We gear up when we increase
velocity and decrease torque.
Ratio: 3:1
We gear down when we increase
torque and reduce velocity.
Ratio: 1:3
driving gear
Gear Ratio = # teeth input gear / # teeth output gear
= torque in / torque out = speed out / speed in
Building Geartrains
The largest LEGO gear is the
40t, while the smallest is the
8t, thus, the highest ratio we
can obtain is 8:40, or 1:5.
For a higher ratio use a
multistage reduction system,
called a geartrain.
Idler Gear
What's the ratio of the geartrain in the
adjoining figure? Starting from the
8t, the first stage performs an 8:24
reduction, while the second is a 24:8.
Multiplying the two fractions, you get
1:1! The intermediate 24t is an idler
gear, which doesn't affect the gear
ratio.
Idler gears are quite common in
machines, usually to help connect
distant axles. Idler gears have one
very important effect: They change
the direction of rotation.
Blacklash
Backlash is the amount of oscillation a
gear can endure without affecting its
meshing gear.
Backlash is amplified when gearing up,
and reduced when gearing down. It
generally has a bad effect on a system,
reducing the precision with which you
can control the output axle.
Special Gears: The Worm Gear
The worm gear leads to an assymetric
system; that is, you can use it to turn other
gears, but it can't be turned by other gears.

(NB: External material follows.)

PR #374, opened 2017-10-18
Feature/dwr 1065 add art integration tests

bgsavage:
Moved to JsonOrganizationParser and it's interface out to rdw-ingest-common so that ArtClientAST can get it through common instead of depending on rdw-package-processor.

For every turn of the worm gear, the mating
gear rotates by exactly one tooth. The worm
gear is a 1t gear. If mated with a 24t, you get
a 1:24 ratio with a single stage.
Special Gears: Clutch Gear
A thick 24t white gear, which has strange
markings on its face
The clutch gear limits the strength you can
get from a geartrain; this helps to preserve
your motors, and other parts.
The mysterious "2.5-5 Ncm" indicates that
this gear can transmit a maximum torque
of about 2.5 to 5 Ncm.
When exceeding this limit its internal clutch
mechanism starts to slip.
The maximum torque produced by a
system with a clutch gear results from the
maximum torque of the clutch gear
multiplied by the ratio of the gear stages
that follow it.
Special Gears: Bevel and Crown
Gears
There's a class of gears
designed to transfer motion
from one axle to another axle
perpendicular to it, called bevel
gears.
The 24t gear also exists in the
form of a crown gear, a special
gear with front teeth that can be
used like an ordinary 24t, but
can also combine with another
straight gear to transmit motion
in an orthogonal direction.
Pulleys and Belts
An advantage of pulleys over gear wheels is that their
distance is not as critical. They can be used to
transfer motion to a distant axle.
Pulleys are not very suitable to transmitting high
torque, because the belts tend to slip. The amount of
slippage is not easy to estimate; it depends on many
factors, including the torque and speed, the tension
of the belt, the friction between the belt and the
pulley, and the elasticity of the belt.
The rule with pulleys is that the reduction ratio is
determined by the ratio between their diameters.